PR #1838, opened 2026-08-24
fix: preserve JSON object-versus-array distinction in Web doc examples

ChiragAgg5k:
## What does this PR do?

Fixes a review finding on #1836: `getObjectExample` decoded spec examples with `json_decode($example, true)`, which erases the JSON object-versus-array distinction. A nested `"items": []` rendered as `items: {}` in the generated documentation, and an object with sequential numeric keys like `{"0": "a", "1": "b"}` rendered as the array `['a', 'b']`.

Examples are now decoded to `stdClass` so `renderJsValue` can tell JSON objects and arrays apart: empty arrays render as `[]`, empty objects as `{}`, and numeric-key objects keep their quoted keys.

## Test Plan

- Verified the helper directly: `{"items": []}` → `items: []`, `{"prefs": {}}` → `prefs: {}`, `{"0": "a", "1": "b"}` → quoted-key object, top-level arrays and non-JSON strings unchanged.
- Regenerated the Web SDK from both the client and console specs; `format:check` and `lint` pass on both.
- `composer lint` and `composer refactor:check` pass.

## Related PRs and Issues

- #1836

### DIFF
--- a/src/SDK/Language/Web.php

◆ **Instructions to follow**: Copy out the lines of the data where the string "arrays" occurs.

◆ **Response**:
Examples are now decoded to `stdClass` so `renderJsValue` can tell JSON objects and arrays apart: empty arrays render as `[]`, empty objects as `{}`, and numeric-key objects keep their quoted keys.
- Verified the helper directly: `{"items": []}` → `items: []`, `{"prefs": {}}` → `prefs: {}`, `{"0": "a", "1": "b"}` → quoted-key object, top-level arrays and non-JSON strings unchanged.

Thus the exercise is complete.